Perşembe, Kasım 21, 2024
tr
Ana Sayfa GENEL Uluslararası ilişkiler sisteminde Azerbaycan Cumhuriyetinin yeri ve rolü

Uluslararası ilişkiler sisteminde Azerbaycan Cumhuriyetinin yeri ve rolü

  Günümüzde dünyada jeopolitik oyunların çok hızlı cereyan etmesi ve olayların her gün yeni bir yöne sapması dünya düzenini tamamen karışık bir hale getirmektetir. Dünyanın modern siyasi manzarası ve uluslararası ilişkiler sistemi Jeosiyaset kavramının kapsamını daha da genişletti.
Yirminci yüzyılın sonlarından itibaren uluslararası arenada yeni güç merkezlerinin oluşumu, devletlerarası ilişkilerin farklı açıdan gelişmesi yeni dünya düzeninin oluşmasına, laik önemli sorunların belirmesine neden oldu. Küreselleşen dünyanın en önemli, hassas noktalarından birinde bulunan Azerbaycan da istem dışı olsa da bu gerçeğe katıldı.

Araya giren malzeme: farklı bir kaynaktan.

PR #956, opened 2021-09-03
CPDRP-908 Add mailer for ECTs and mentors who have not yet added validation info

jamesrose:
### Context

This PR sends an email to ECTs and mentors who have not yet added validation information, irrespective of whether they are in the beta or not.

Template: https://www.notifications.service.gov.uk/services/d1207ebf-ac0c-47b8-b1bf-16dc899e0923/templates/50ee41e5-06b9-41cf-9afd-d5bc4db356c4

Things to check:

1. Is the query correct?
2. Are the email template params correct?

### DIFF
--- a/app/services/validation_beta_service.rb
+++ b/app/services/validation_beta_service.rb
@@ -30,6 +30,15 @@ class ValidationBetaService
     end
   end
 
+  def tell_ects_and_mentors_to_add_validation_information
+    ParticipantProfile::ECF
+      .includes(:ecf_participant_eligibility, :ecf_participant_validation_data, :school_cohort, :school)
+      .where(school_cohort: { cohort: Cohort.current }) # Chosen program
+      .where(ecf_participant_eligibility: { participant_profile_id: nil })
+      .or(ParticipantProfile::ECF.where(ecf_participant_validation_data: { participant_profile_id: nil }))
+      .find_each { |profile| send_we_need_information_for_your_programme(profile, profile.school) }
+  end
+
 private
 
   def participant_validation_start_url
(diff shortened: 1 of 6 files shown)


spec/mailers/participant_validation_mailer_spec.rb
```diff
@@ -131,6 +131,21 @@
     end
   end
 
+  describe "#we_need_information_for_your_programme_email" do
+    let(:induction_coordinator_email) do
+      described_class.we_need_information_for_your_programme_email(
+        recipient: recipient,
+        school_name: school_name,
+        participant_start: "example.com/start-validation",
+      )
```
kicferk1, line 140: This needs to be `start_url` rather than `participant_start`.

app/services/validation_beta_service.rb
```diff
@@ -30,6 +30,15 @@ def tell_induction_coordinators_to_check_ect_and_mentor_information
     end
   end
 
+  def tell_ects_and_mentors_to_add_validation_information
+    ParticipantProfile::ECF
+      .includes(:ecf_participant_eligibility, :ecf_participant_validation_data, :school_cohort, :school)
+      .where(school_cohort: { cohort: Cohort.current }) # Chosen program
+      .where(ecf_participant_eligibility: { participant_profile_id: nil })
+      .or(ParticipantProfile::ECF.where(ecf_participant_validation_data: { participant_profile_id: nil }))
```
kicferk1, line 38: That seems a bit weird - why do we say 'where the participant eligibility has no profile', rather than 'where there is no participant eligibility? 

```
      .where(ecf_participant_eligibility: nil)
      .or(ParticipantProfile::ECF.where(ecf_participant_validation_data: nil))
```

spec/mailers/participant_validation_mailer_spec.rb
jamesrose: Cheers

app/services/validation_beta_service.rb
jamesrose: These are both associations and we want to check that there are either zero `ecf_participant_eligibility` or zero `ecf_participant_validation_data` associated.

kicferk1: Yeah, that part makes sense. What feels weird is 
```
.where(ecf_participant_eligibility: { participant_profile_id: nil })
```
vs
```
.where(ecf_participant_eligibility: nil)
```
Are we not be able to do the latter because `ecf_participant_eligibility` is a `has_one` association?

kicferk1 (approved):

app/services/validation_beta_service.rb
jamesrose: Ah, yes, will return to it. I thought it was a `has_many`.

jamesrose: @kicferk1 I tried this in the console and I don't think that works.

kicferk1: Ah well, too bad. We have tests that look convincing, so it should behave fine :)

  Azerbaycan Cumhuriyeti’nin jeopolitik konumu ve mevcut uluslararası durumu bölgesel projelerin gerçekleşmesinde ülkemizin anahtar rolünü oynaması gerekliliğini yaratır. Bu bakımdan Azerbaycan’ın modern uluslararası ilişkiler sisteminde rolünü güncelleyen tezleri aşağıdaki şekilde sıralamak mümkündür:
  – Azerbaycan Cumhuriyeti’nin bağımsızlığını yeniden ilan etmesi ile uluslararası ilişkiler sisteminin bağımsız üyesine dönüştürülmesi;
  – XXI yüzyılın başlarından itibaren Azerbaycan’ın yeni dünya politikasında yenilikçi bir ülke olarak temsil edilmesi, dünya birliğine hızlı entegrasyonu, bölgenin önde gelen aktörüdür imajını yaratması;
  – Azerbaycan’ın Batı’ya entegrasyon politikası, uluslararası ilişkilerin önde gelen aktörüne dönüşmesi, bölgede cereyan eden proje ve yeniliklerin katalizatoru rolünde çıkış yapması, uluslararası ve bölgesel kuruluşlarla işbirliğinin karakterizasyonu;
  – BM GK-nun geçici üyesi olarak Azerbaycan’ın 2 yıllık etkin faaliyetinin perspektifleri, üyeliğin Cumhuriyetimizin laik imajına olumlu etkilerinin değerlendirilmesi;
 – Başarılı ve pragmatik enerji stratejisi, Batı’nın enerji güvenliğinin sağlanmasında Azerbaycan’ın önde gelen devlete dönüştürülmesi, gerekli işçi imajının alınması.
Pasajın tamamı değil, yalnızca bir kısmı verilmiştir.